• **MATERIAL FOR THIS TASK**
PR #1571, opened 2019-03-21
add lasttimestamp to LayerEntry to ensure the timestamp can be controlled for key files

rmannibucau:
I assume this is close to the issue https://github.com/GoogleContainerTools/jib/issues/1079 so I didn't recreate a ticket but my use case is a bit different.
I have a dockerized app using libraries relying on file lastModifiedDate to create a kind of "testable timestamp" to check if some caching should be invalidated or not.
Current impl of jib-core setModTime to 1s after epoch which breaks that usage.
To ensure it is reproducable I propose to add the timestamp in the API of addEntry(file), with a minimum of 1s after the epoch. 
This way people can choose to hardcode it or use a custom version if they know - like using maven metadata if the file comes from a maven release.

Hope it makes sense.

### DIFF
--- a/jib-core/src/main/java/com/google/cloud/tools/jib/image/LayerEntry.java
+++ b/jib-core/src/main/java/com/google/cloud/tools/jib/image/LayerEntry.java
@@ -75,7 +75,7 @@ public class LayerEntry {
                 ? FilePermissions.DEFAULT_FOLDER_PERMISSIONS
                 : FilePermissions.DEFAULT_FILE_PERMISSIONS
             : permissions;
-    this.lastModifiedTime = Math.max(lastModifiedTime, 1000);
+    this.lastModifiedTime = lastModifiedTime;
   }
 
   /**
@@ -90,7 +90,7 @@ public class LayerEntry {
    */
   public LayerEntry(
       Path sourceFile, AbsoluteUnixPath extractionPath, @Nullable FilePermissions permissions) {
-    this(sourceFile, extractionPath, permissions, -1);
+    this(sourceFile, extractionPath, permissions, 1000);
   }
 
   /**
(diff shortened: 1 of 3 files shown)


rmannibucau:
I signed it!

chanseokoh:
Thanks @rmannibucau. I think this is a step required toward #1079. Much appreciated.

We will look into it. Expect some minor change requests.

jib-core/src/main/java/com/google/cloud/tools/jib/image/LayerEntry.java
```diff
@@ -69,6 +75,30 @@ public LayerEntry(
                 ? FilePermissions.DEFAULT_FOLDER_PERMISSIONS
                 : FilePermissions.DEFAULT_FILE_PERMISSIONS
             : permissions;
+    this.lastModifiedTime = Math.max(lastModifiedTime, 1000);
```
chanseokoh: No need for `Max.max()` after passing 1000 in the `LayerEntry` constructor.

rmannibucau: It is still needed because calling addEntry you can pass your own value and what I understood if we don't want to enable 0 (or < 0) so think it is better to keep it here and it does not really hurt anyway, wdyt?

rmannibucau:
Applied most of the comments except the max() one - added a question on this one but think it is worth to keep it.

jib-core/src/main/java/com/google/cloud/tools/jib/image/LayerEntry.java
chanseokoh: From the plugin usage perspective, this can be meaningful, but from the API design standpoint, I think this library should not incorporate such a high level processing. I think the API should just do what it is told to do so.

rmannibucau: Works for me, did the change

• **EXERCISE DETAILS**
The answer consists of the lines above that include the word "some", each copied exactly.

• **SOLUTION**
I have a dockerized app using libraries relying on file lastModifiedDate to create a kind of "testable timestamp" to check if some caching should be invalidated or not.
We will look into it. Expect some minor change requests.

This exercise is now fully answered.